You’ve likely heard of “horror stories” of homeowners dealing with bad tenants, whether from friends, family, your Realtor®, or even in the news. This is one of the biggest reasons people shy away from renting out their property—the risk and fear of ending up with bad tenants (e.g., tenants who don’t pay their rent on time, in full, or at all; tenants who engage in risky behavior; or tenants who cause property damage). However, this doesn’t have to be your situation. In fact, if you ensure you have a good tenant—someone who pays their rent, takes care of your property, and respects your policies and rules—then you shouldn’t have many issues. Good tenants make all the difference in whether renting out your property ends up being a pleasant and fruitful decision. Good tenants = rental bliss! Allow me to give you an example of why this matters and why I believe it’s true.

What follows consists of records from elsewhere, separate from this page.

Issue #1061, opened 2024-01-25
Ease frozen Height check in tendermint ClientState protobuf deserialization


Farhad-Shabani:
## Summary

The current implementation, with the frozen height check in [`TryFrom`](https://github.com/cosmos/ibc-rs/blob/main/ibc-clients/ics07-tendermint/types/src/client_state.rs#L244) causes issues for some hosts (see #1040), as it hampers the successful retrieval and deserialization of the `ClientState` during the standard process of converting raw bytes to proto type and then to domain type from the storage.
As within all `ibc-rs` handlers, we check the status of a client by performing the `verify_is_active()` on the retrieved `ClientState`, it’s safe to drop the frozen height check in this proto conversion.  

Props to @riversyang for bringing this up in the first place, and thanks to @rnbguy for spotting it while diving into the `ibc-testkit` refactoring!

## Version
=< 0.50.0

PR #1064, opened 2024-01-29
fix: revert `frozen_height` to 0 for active clients in conversions

Farhad-Shabani:
## Description

In #1061, when converting an active Tendermint ClientState to its corresponding proto type, we set the `frozen_height` as `None`  to ensure consistency when switching between domain and proto types. However, [basecoin-rs revealed](https://github.com/informalsystems/basecoin-rs/actions/runs/7661621925/job/20881356539#step:14:941) that the ibc-go driven chain can only properly decode the Protobuf encoded of an active `ClientState` value when the `frozen_height` is explicitly set to zero!

Integration test: https://github.com/informalsystems/basecoin-rs/pull/151

______

### PR author checklist:
- [ ] Added tests.
- [X] Linked to GitHub issue.

### Reviewer checklist:

### DIFF
--- a/ibc-clients/ics07-tendermint/types/src/client_state.rs
+++ b/ibc-clients/ics07-tendermint/types/src/client_state.rs
@@ -284,7 +284,11 @@ impl TryFrom<RawTmClientState> for ClientState {
             .try_into()
             .map_err(|_| Error::MissingLatestHeight)?;
 
-        let frozen_height = raw.frozen_height.and_then(|h| Height::try_from(h).ok());
+        // NOTE: In `RawClientState`, a `frozen_height` of `0` means "not
+        // frozen". See:
+        // https://github.com/cosmos/ibc-go/blob/8422d0c4c35ef970539466c5bdec1cd27369bab3/modules/light-clients/07-tendermint/types/client_state.go#L74
+        let frozen_height =
+            Height::try_from(raw.frozen_height.ok_or(Error::MissingFrozenHeight)?).ok();
 
         // We use set this deprecated field just so that we can properly convert
         // it back in its raw form
--- a/ibc-clients/ics07-tendermint/types/src/client_state.rs
+++ b/ibc-clients/ics07-tendermint/types/src/client_state.rs
@@ -6,6 +6,7 @@ use core::str::FromStr;
 use core::time::Duration;
 
 use ibc_core_client_types::error::ClientError;
+use ibc_core_client_types::proto::v1::Height as RawHeight;
 use ibc_core_client_types::Height;
 use ibc_core_commitment_types::specs::ProofSpecs;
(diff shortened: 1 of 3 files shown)


rnbguy:
Am I correct to conclude that `frozen_height` doesn't need to be `Option<Height>`? We can just use `Height` - as it is never set to`None`.

rnbguy:
I got my answer!

1. `RawClientState` never has `None` for `frozen_client` (ibc-go convention). The active case is denoted by `RawHeight { number: 0, height: 0 }`.
2. It's best to use `Option<Height>` and `None` will denote `RawHeight { number: 0, height: 0 }` which is invalid in our domain type `Height`.

ibc-clients/ics07-tendermint/types/src/client_state.rs
```diff
@@ -283,9 +284,6 @@ impl TryFrom<RawTmClientState> for ClientState {
             .try_into()
             .map_err(|_| Error::MissingLatestHeight)?;
 
-        // In `RawClientState`, a `frozen_height` of `0` means "not frozen".
-        // See:
-        // https://github.com/cosmos/ibc-go/blob/8422d0c4c35ef970539466c5bdec1cd27369bab3/modules/light-clients/07-tendermint/types/client_state.go#L74
         let frozen_height = raw.frozen_height.and_then(|h| Height::try_from(h).ok());
```
rnbguy: `None` and `RawHeight { number: 0, height: 0 }` - these two cases are treated identically here. But you commented later:
```
The protobuf encoded `frozen_height` of an active client must be set to `0`
```

In that case, this line should be as follows,

```rs
let frozen_height = Height::try_from(raw.frozen_height.ok_or(Error::EmptyFrozenHeight)?).ok();
```

Also, the removed comment above this is still relevant for the failure case of `Height::try_from`.

Farhad-Shabani: Per our discussion: [6d9416d](https://github.com/cosmos/ibc-rs/pull/1064/commits/6d9416dc2f4b13e40eaceae25dd032ab92a7d2bc)

ibc-clients/ics07-tendermint/types/src/error.rs
```diff
@@ -61,8 +61,8 @@ pub enum Error {
     HeaderTimestampTooLow { actual: String, min: String },
     /// header revision height = `{height}` is invalid
     InvalidHeaderHeight { height: u64 },
-    /// Disallowed to create a new client with a frozen height
-    FrozenHeightNotAllowed,
+    /// frozen height not found
```
rnbguy:
```suggestion
    /// frozen height is missing
```

rnbguy (approved):
One suggestion - otherwise, LGTM :sparkles:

Consider the criminal justice system. Even though you hear or read in the news of all these people committing all kinds of crimes, the reality is that most of the population doesn’t end up in jail. Most people are good citizens and follow the laws that govern them—sure, plenty of people get speeding tickets, but most people don’t go around robbing banks, assaulting their neighbors, engaging in illegal activities, etc. When you bought your current home, for example, you probably didn’t think about whether your neighbor was a murderer. Of course, you need to exercise caution and take precautionary measures when the situation calls for it. However low the risk 12

may be, whether it’s renting out your property to tenants or finding a new neighborhood, bad things can happen and good people can get scammed or hurt. The same is true with tenants. As of this writing, the average credit score for an American citizen is 695. That means that the average person has a credit score that’s good enough to buy a house, good enough to buy a car, good enough to get a credit card, good enough to do just about anything that requires credit. Honestly, for the most part, tenants are good people—but not all are. You want to ensure you do end up with good tenants, and not risky ones. You want tenants who pay their rent on time, take care of your property, are easy to deal with, and won’t cause any major issues. What can you do to ensure you get the good tenants, and not the bad ones? First-class marketing is a start.

FIRST-CLASS MARKETING YOUR PROPERTY

Using first-class marketing for your property will bring in plenty of tenants. The better your marketing efforts, the more interested candidates you’ll attract, and the more you’ll have to pick from, allowing you to weed out the risky ones—the “bad apples”—and attracting the good tenants.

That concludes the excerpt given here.